Un viaggio nel Mezzogiorno postunitario, tra rivolte contadine, brigantaggio e la dura repressione del nuovo Stato italiano

“La Prima Guerra Civile”: Gianni Oliva riapre un capitolo "opaco" dell’Unità d’Italia

Gianni Oliva alla presentazione della sua nuova opera

Con il suo nuovo saggio "La Prima Guerra Civile", Gianni Oliva torna a mettere mano a una delle pagine più controverse e opache della storia nazionale: ciò che accadde nel Mezzogiorno subito dopo il 1861, quando l’Italia era appena nata e già si ritrovava invasa da violenze, rivolte e repressioni.
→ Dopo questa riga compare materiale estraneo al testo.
PR #318, opened 2021-03-01
Added Html scaling for orthographic zooming

JDihlmann:
### Why
Orthographic zooming will not change Html scaling. 

### What
Html useFrame wont update scaling without position or transform change, therefore only zooming an orthographic camera would have no impact. Added support for register zooming. Additionally fixed zooming scale since FOV might be 0 (someone should take a look at that - FOV should not be zero).


src/web/Html.tsx
```diff
@@ -34,7 +34,9 @@ function objectScale(el: Object3D, camera) {
   const scaleFOV = 2 * Math.tan(vFOV / 2) * dist
 
   if (camera instanceof OrthographicCamera) {
-    return 1 / (scaleFOV / camera.zoom)
+    // Maybe someone should take a look at this scaleFOV can be 0
```
neftaly, line 37: Might be worth putting the check on a separate line instead of in a ternary, for readability and to make it easier to delete if someone fixes the problem. Is it also worth creating a new github issue?
```
if (scaleFOV === 0) return camera.zoom
return 1 / (scaleFOV / camera.zoom)
```

joshuaellis: I'd rather have this done in 1 PR tbh – @JDihlmann ?

JDihlmann: So I looked at the definition of the [OrthographicCamera ](https://github.com/mrdoob/three.js/blob/master/src/cameras/OrthographicCamera.js) of Three that is implemented in drei and it seems like it does not even have an fov property or am I missing something? Therefore why does camera.fov evaluates to 0 in drei shouldn't it be undefined? Either way if camera.fov is 0 -> vFov is 0 -> tan(0)=0 -> scaleFOV is 0. What I don't get is why I got changed in this [commit ](https://github.com/pmndrs/drei/pull/311) if the orthographic camera does not hold any fov property @nathanbryantdev

JDihlmann: So I would cahnge it to something like:
`if (camera instanceof OrthographicCamera) {
    return camera.zoom
  } else if (camera instanceof PerspectiveCamera) {
    const objectPos = v1.setFromMatrixPosition(el.matrixWorld)
    const cameraPos = v2.setFromMatrixPosition(camera.matrixWorld)
    const vFOV = (camera.fov * Math.PI) / 180
    const dist = objectPos.distanceTo(cameraPos)
    const scaleFOV = 2 * Math.tan(vFOV / 2) * dist
    return 1 / scaleFOV
  } else {
    return 1
  }
`
But again I don't know why it got changed in #311

joshuaellis: @JDihlmann, thanks for giving an example, it's really helpful, I think we're right to ask @nathanbryantdev his thoughts, I don't often use OrthographicCamera myself so I'm really leaving it to you folk! But I'm definitely interested in learning the solution.

JDihlmann: I also noticed the scaling offset described in #311 but I simply fixed it by setting the scaleFactor of the Html elements to 0.01. So maybe the solution is as simple as returning 1 / camera.zoom for the Orthograpic Camera rather than only camera.zoom. But yes lets wait for a response from @nathanbryantdev @NathanBryant

nathanbryantdev: I do tend to agree with your logic @JDihlmann, what you've said makes sense. I am now under the impression that this issue is not a one shoe fits all solution as a result of ScaleFactor attribute applied to the component and the 

To fully leverage the ability to use either Orthographic or Perspective camera with the HTML component a few different things need to be taken into account:
ScaleFactor, camera FOV, and camera Zoom

ScaleFactor requires the scale factor of 1 to be used in conjunction with orthographic camera with the above snippet of code you've provided, whereas the perspective camera requires the FOV be taken into account as well as the camera zoom and scale factor for the above snippet.

I would propose an additional change to the factoring of the scale:
`function objectScale(el: Object3D, camera, scaleFactor: number) {
  const objectPos = v1.setFromMatrixPosition(el.matrixWorld);
  const cameraPos = v2.setFromMatrixPosition(camera.matrixWorld);
  const vFOV = (camera.fov * Math.PI) / 180;
  const dist = objectPos.distanceTo(cameraPos);
  const scaleFOV = 2 * Math.tan(vFOV / 2) * dist;

  if (camera instanceof OrthographicCamera) {
    const orthographicDivisor = 2.5;
    return camera.zoom / orthographicDivisor;
  } else if (camera instanceof PerspectiveCamera) {
    return (1 / scaleFOV) * scaleFactor;
  } else {
    return 1;
  }
}

const scale =
            scaleFactor === undefined
              ? 1
              : objectScale(group.current, camera, scaleFactor);
` 

This will span all use cases I believe, can we get some confirmation please @JDihlmann

JDihlmann: I tested it and first of all the calculation of FOV need to be moved within the if statement since the typed camera object does not contain a .fov property. Furthermore I do not really understand why your ignoring the scaleFactor property for orthographic camera and introduce a non variable constant? You just could realize the orthographicDivisor by using the scaleFactor rather than ignoring it. 

```
function objectScale(el: Object3D, camera: Camera) {
  if (camera instanceof OrthographicCamera) {
    return camera.zoom 
  } else if (camera instanceof PerspectiveCamera) {
    const objectPos = v1.setFromMatrixPosition(el.matrixWorld);
    const cameraPos = v2.setFromMatrixPosition(camera.matrixWorld);
    const vFOV = (camera.fov * Math.PI) / 180;
    const dist = objectPos.distanceTo(cameraPos);
    const scaleFOV = 2 * Math.tan(vFOV / 2) * dist;
    return (1 / scaleFOV)
  } else {
    return 1;
  }
}
```

If you would choose scaleFactor to be 1 / 2.5 you would have the same effect

JDihlmann: So ok I thought about a little longer and you are right in the sense that the scaling for an Html object with an orthographic camera and a set scaleFactor should depend on three things.
- The scaleFactor itself
- The distance to the corresponding group the Html lies in
- The zoom of the camera 
The question is how do we stitch those three together since in our last two proposals we completely ignore the distance to the object. We would need a calculation like distFactor * zoomFactor * scaleFactor, the scale and zoom are easy but how do we calculate the distance (we cannot use the code of the perspective camera since we do not have FOV)

JDihlmann: Some more thoughts distFactor * zoomFactor * scaleFactor shouldn't be a multiplication since the orthographic camera is able to be at the same position as the object (dist=0) and still render it. The same holds for the perspective camera 1 / scaleFOV could turn out to be a division by 0 if the distance to the object is 0. I think here are several issues at play and the whole function should be refactored. But this is out of my league.

JDihlmann: Okay I take everything back (long monologue). Per definition an orthographic camera does not care about the distance to an object. Therefore the render distance can only be varied with the zoom. I think what happened here is that the previous implementation before @nathanbryantdev committed #311 was the intended behavior of scaleFactor, since the documentation states: "scaleFactor={10} // If set (default: undefined), children will be scaled by this factor, and also by distance to a PerspectiveCamera if transform is set to false." Therefore similar to the perspective camera  if the scaleFactor 
 is set it should change by distance <=> zoom for an orthographic camera. What you want @nathanbryantdev is a new feature, such that the Html element changes with the scale of the corresponding mesh. I took me so long to figure that out because the storybook entry you provided  @nathanbryantdev seemed like as you are moving the object back and forth but you are adjusting the scale of the object. So @joshuaellis, @neftaly, @gsimone I would propose that we close this PR by changing the scaleFactor back to the original state by returning camera.zoom (keeping my implementation in the useFrame such that the scene really updates on zoom change) and additionally introduce a new feature that scales an Html element according to its parent scale in a new PR. After all changing the Htmls scale by guessing the distance to the camera is in my opinion the wrong approach it should be only dependent on group.current.getWorldScale.

joshuaellis: Thats interesting. This makes sense to me. What does everyone else think?

neftaly: Sounds good to me, as far as I understand it - good catch. If it gets the go-ahead it would be good to break this into 2 commits, e.g. "Fix scene updating on zoom change" and "Revert #311" (or #308).

JDihlmann: Maybe we could consider renaming scaleFactor to something like distanceFactor, because the name is indeed confusing.

JDihlmann: How do we proceed?

joshuaellis: If you haven't already, renaming makes sense, I wouldn't worry about the commit thing, we squash them all. Poke me when it's ready to be merged. Unless I've missed something?

JDihlmann:
@joshuaellis I renamed scaleFactor to distanceFactor, edited the documentation so people understand its related to the zoom property of the OrthopgraphicCamera and exchanged the orthographic story with a new one that uses the zoom and the distanceFactor. Anything else?

joshuaellis:
Are you happy to work on this afterwards? 

> additionally introduce a new feature that scales an Html element according to its parent scale in a new PR

joshuaellis (approved):

JDihlmann:
I am not really in the need of this particular feature, so maybe @nathanbryantdev could take a second shot at this? As a said before from my understanding the Html scale should be additionally multiplied with the group.current.scale (in world space) and the useFrame should update if group.current.scale changes. Overall I do not think that this feature should be a standard feature of drei and rather a fork, since it is heavily depended on the use case. There are a lot of open questions: Which dimension of group.current.scale should be used? The one aligned with the camera plane? The magnitude? What if scale is negative?

PR #321, opened 2021-03-06
feat: Controls can now receive a custom camera as prop

gsimone:
Demo 
https://codesandbox.io/s/r3f-multi-view-mdnhl?file=/src/Panel.js


gsimone:
Making stories for each control type would have been super time consuming and a lot of boilerplate code. If anybody wants to do that in the future, cool, but they are not really necessary.

joshuaellis (approved):
🎉  LGTM

PR #330, opened 2021-03-16
[fix] Capture .tsx files & add terser

### LINKED ISSUE #329: How to correctly import / build the Html component as a dependencie
Hello everyone,

I was initially using the drei Html component in react-three-a11y but I replaced it with my own "fork" and it fixed my problem.
So if this "issue" don't seem related to drei feel free to close it.

react-three-a11y ( https://github.com/pmndrs/react-three-a11y/ ) is bundled through tsdx ( which use Rollup )

If you look at this component https://github.com/pmndrs/react-three-a11y/blob/flat_import/src/A11y.tsx 
it used to import Html this way 
`import { Html } from '@react-three/drei/web/Html'`
When doing it this way it seems that the cjs output will look like something like this 
`var Html = require('@react-three/drei/web/Html');`
The require require a file using import and therefore cause an error saying `SyntaxError: Cannot use import statement outside a module`

Because of that I tried importing it this way 
`import { Html } from '@react-three/drei';`
But if I do it, my cjs build goes from 5kb to 150kb as it seems to import all of drei
But at least this way I don't have any issue with remaining import in the file.

I tried my best with tsdx / rollup configs but I've find no way to fix this.
In case it's a problem caused by drei, we suggested that I should open this issue.

Again, builds, esm, cjs, etc.. not my cup of tea, so maybe It's just something that is not related to drei

Happy to provide more information that could help.

joshuaellis:
### Why

resolves #329 

### What

We weren't capturing .tsx files for`cjs` exports, only `.ts` files. This has now changed & we also use `tersrer` to minify the `cjs` code.

### Checklist

- [x] Ready to be merged

### DIFF
--- a/package.json
+++ b/package.json
@@ -113,6 +113,7 @@
     "rollup-plugin-multi-input": "^1.1.1",
     "rollup-plugin-node-resolve": "^5.2.0",
     "rollup-plugin-size-snapshot": "^0.12.0",
+    "rollup-plugin-terser": "^7.0.2",
     "three": "0.125.0",
     "typescript": "^3.9.7",
     "use-asset": "^1.0.2"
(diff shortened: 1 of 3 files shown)


joshuaellis:
@AlaricBaraou this PR should fix your problems, there's a beta for v4 `drei` so I will release this on `@alpha` for you to test when you can. If it works, just let me know on #329 so I can push to master.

Un passato che i manuali scolastici hanno spesso definito in breve con la parola “brigantaggio” ma che, nella lettura dell’autore, assume le dimensioni di un vero e proprio conflitto interno, una guerra civile capace di minare dalle fondamenta il nuovo Stato unitario.

Oliva ricostruisce un’Italia meridionale profondamente delusa dalle promesse del Risorgimento. L’unificazione, salutata come un ingresso nella modernità, per gran parte delle popolazioni del Sud significò invece un brusco cambio di regime: l’immediata applicazione delle leggi piemontesi, nuove tasse, la leva obbligatoria, la cancellazione improvvisa delle autonomie locali. Quella “piemontesizzazione”, pensata come passo necessario per unificare il Paese, si tradusse per molti in un aggravio insostenibile, un trauma civile che generò un diffuso sentimento di ostilità verso il nuovo Stato.
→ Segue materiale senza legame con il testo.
PR #336, opened 2021-03-23
feat: adaptive components

drcmda:
### Checklist

- [x] Documentation updated
- [x] Storybook entry added
- [x] Ready to be merged


gsimone:
1. how crazy would it be to let users use meshBounds on regression? So that you could simplify raycasting while regressing without totally removing it?
2. <AdaptiveMaterial materials={[<material1 />, <material2 />]} /> ?
3. <AdaptiveGeometry geometries={[<geometry1 />, <geometry2 />]} />

Starting to think wether we should have a generic <Adaptive abstraction that just gets regression and picks from an array of things to mount/unmount

nksaraf:
Is this something that can also be used for something like an LOD (level of detail) system for games based on the camera?

gsimone:
@nksaraf not really, these are components meant to work with the new performance regression system in react-three-fiber@v6. For what you need, you might take a look at the <Detailed /> component here, but a custom system might be necessary

joshuaellis:
@drcmda is this just missing the storybook entry?

joshuaellis (approved):

PR #338, opened 2021-03-24
fix reflector render loop

### LINKED ISSUE #333: Reflector gives "TypeError: gl.setRenderTarget is not a function" error on unmount
- `three` version: 0.124.0
- `react-three-fiber` version: 5.3.19
- `@react-three/drei` version: v3.11.2
- `node` version: v12.18.3
- `npm` (or `yarn`) version: npm v6.14.6
- `next` version: 10.0.9

### Problem description:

L’immagine che emerge dalle pagine del libro è quella di un Sud ridotto a teatro di operazioni militari. Eppure, come sostiene Oliva, proprio da questo rimosso affiorano molte delle fratture che ancora oggi attraversano il Paese: l’incomprensione fra Nord e Sud, la sfiducia verso lo Stato, le disuguaglianze strutturali che non hanno mai smesso di alimentare tensioni e stereotipi. La prima guerra civile non si limita a denunciare ciò che è stato nascosto; invita anche a ripensare il modo in cui raccontiamo il Risorgimento. L’autore non ne mette in discussione la necessità storica, ma ne evidenzia il carattere contraddittorio, tutt’altro che lineare. L’Italia doveva nascere, ma forse avrebbe potuto farlo attraverso un percorso più attento alle condizioni del Mezzogiorno, meno segnato da imposizioni e violenze.